### What to do:
Go through the records and report each line in which the word "represent" occurs.

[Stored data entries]
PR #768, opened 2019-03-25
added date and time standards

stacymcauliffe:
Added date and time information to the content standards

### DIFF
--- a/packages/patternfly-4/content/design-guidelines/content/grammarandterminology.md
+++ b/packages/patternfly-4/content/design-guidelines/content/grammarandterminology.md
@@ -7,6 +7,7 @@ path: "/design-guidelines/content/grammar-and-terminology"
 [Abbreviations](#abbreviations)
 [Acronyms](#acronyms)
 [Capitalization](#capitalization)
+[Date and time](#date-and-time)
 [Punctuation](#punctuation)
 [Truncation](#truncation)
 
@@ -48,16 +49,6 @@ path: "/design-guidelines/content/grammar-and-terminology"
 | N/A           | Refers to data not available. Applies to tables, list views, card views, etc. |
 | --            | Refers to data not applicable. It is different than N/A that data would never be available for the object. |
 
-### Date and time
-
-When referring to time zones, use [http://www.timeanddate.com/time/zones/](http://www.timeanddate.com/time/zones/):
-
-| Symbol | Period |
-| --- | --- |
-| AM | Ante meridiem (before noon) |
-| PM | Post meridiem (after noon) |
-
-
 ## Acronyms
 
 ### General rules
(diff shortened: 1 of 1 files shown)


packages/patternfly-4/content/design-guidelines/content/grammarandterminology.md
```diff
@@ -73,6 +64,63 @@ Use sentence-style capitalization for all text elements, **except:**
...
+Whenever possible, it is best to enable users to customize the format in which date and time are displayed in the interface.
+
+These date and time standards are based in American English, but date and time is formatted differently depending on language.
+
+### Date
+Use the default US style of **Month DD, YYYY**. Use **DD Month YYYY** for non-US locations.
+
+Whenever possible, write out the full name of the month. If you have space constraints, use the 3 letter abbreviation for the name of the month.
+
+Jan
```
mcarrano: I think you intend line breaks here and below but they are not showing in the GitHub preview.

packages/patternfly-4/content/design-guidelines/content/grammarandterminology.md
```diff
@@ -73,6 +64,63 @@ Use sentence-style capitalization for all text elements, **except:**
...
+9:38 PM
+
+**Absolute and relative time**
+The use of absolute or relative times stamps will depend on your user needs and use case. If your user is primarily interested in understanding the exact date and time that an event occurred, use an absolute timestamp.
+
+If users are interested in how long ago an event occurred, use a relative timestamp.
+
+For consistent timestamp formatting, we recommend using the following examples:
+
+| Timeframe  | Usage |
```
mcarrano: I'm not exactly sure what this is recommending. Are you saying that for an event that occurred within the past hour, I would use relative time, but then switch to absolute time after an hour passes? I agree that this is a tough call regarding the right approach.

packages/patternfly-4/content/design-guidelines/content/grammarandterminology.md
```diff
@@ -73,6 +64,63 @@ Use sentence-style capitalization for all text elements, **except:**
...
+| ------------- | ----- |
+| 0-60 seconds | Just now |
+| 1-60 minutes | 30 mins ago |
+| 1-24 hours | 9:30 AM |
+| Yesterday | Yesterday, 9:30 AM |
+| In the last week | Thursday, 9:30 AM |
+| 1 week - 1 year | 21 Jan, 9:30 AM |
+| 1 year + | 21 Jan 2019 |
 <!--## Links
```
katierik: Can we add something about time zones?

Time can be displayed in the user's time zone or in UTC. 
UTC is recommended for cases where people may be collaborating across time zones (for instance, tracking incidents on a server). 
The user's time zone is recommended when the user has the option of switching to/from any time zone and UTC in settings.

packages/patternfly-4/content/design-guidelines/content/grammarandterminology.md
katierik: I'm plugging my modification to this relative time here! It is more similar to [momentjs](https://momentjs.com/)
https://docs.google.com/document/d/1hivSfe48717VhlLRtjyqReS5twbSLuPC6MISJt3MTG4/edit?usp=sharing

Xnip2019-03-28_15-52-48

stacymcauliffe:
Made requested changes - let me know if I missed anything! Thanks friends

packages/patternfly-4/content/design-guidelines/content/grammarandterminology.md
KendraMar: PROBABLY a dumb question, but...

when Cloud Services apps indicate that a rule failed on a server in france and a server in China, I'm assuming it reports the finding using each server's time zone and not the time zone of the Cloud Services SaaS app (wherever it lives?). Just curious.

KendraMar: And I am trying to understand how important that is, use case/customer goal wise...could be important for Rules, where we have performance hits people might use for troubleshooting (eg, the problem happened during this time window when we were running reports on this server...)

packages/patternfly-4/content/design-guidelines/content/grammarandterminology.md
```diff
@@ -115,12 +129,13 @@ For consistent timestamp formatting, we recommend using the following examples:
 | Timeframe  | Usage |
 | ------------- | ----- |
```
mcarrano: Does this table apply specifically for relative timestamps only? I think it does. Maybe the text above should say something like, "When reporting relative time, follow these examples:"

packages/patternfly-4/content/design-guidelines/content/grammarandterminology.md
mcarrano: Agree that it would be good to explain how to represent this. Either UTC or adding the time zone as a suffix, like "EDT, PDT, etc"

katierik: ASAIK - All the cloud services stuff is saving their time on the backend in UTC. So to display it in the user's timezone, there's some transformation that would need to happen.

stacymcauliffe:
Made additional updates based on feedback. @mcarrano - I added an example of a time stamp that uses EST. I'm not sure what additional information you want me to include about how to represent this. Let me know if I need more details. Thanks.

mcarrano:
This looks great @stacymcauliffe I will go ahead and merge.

==

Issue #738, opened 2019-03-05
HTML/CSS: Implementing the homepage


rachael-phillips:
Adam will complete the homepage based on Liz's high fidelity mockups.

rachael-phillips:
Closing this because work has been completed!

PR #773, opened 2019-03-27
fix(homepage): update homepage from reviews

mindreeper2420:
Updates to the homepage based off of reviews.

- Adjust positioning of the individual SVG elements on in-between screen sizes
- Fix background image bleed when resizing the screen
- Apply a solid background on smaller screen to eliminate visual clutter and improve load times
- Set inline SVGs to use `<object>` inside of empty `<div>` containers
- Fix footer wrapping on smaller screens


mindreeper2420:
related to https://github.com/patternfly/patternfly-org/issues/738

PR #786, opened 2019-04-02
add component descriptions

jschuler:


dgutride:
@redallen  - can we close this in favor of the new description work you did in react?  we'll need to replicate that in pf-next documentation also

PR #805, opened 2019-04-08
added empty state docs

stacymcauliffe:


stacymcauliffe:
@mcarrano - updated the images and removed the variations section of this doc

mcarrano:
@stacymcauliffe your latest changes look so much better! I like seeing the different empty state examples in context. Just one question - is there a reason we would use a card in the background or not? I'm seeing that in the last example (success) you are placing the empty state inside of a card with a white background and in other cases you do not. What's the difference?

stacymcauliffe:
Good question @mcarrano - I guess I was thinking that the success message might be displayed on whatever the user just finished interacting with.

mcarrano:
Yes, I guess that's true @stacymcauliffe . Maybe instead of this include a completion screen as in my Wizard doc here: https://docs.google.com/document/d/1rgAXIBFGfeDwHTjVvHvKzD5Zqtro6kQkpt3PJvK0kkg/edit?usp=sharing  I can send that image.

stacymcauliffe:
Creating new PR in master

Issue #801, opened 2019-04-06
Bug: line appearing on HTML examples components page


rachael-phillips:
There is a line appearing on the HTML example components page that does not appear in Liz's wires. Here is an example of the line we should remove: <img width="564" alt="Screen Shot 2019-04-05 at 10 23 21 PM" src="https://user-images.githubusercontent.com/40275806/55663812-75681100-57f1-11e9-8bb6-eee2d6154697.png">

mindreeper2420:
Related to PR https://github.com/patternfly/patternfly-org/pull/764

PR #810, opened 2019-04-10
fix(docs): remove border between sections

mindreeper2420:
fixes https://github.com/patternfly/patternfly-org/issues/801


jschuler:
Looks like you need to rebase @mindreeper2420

### Answer area:
mcarrano: Agree that it would be good to explain how to represent this. Either UTC or adding the time zone as a suffix, like "EDT, PDT, etc"
Made additional updates based on feedback. @mcarrano - I added an example of a time stamp that uses EST. I'm not sure what additional information you want me to include about how to represent this. Let me know if I need more details. Thanks.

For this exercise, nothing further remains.